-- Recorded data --
------------------------------------------------------------

PR #73, opened 2022-10-04
Migrate PHDI to use containerized conversion solution

spencer-skylight:
# Description
The conversion code has been updated to consume the containerized solution created by the cloud implementation team. Related documentation has also been added.

# Testing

------------------------------------------------------------

-- What the exercise asks --
Word for word, reproduce every line of the data.

-- Task result --
PR #73, opened 2022-10-04
Migrate PHDI to use containerized conversion solution

spencer-skylight:
# Description
The conversion code has been updated to consume the containerized solution created by the cloud implementation team. Related documentation has also been added.

# Testing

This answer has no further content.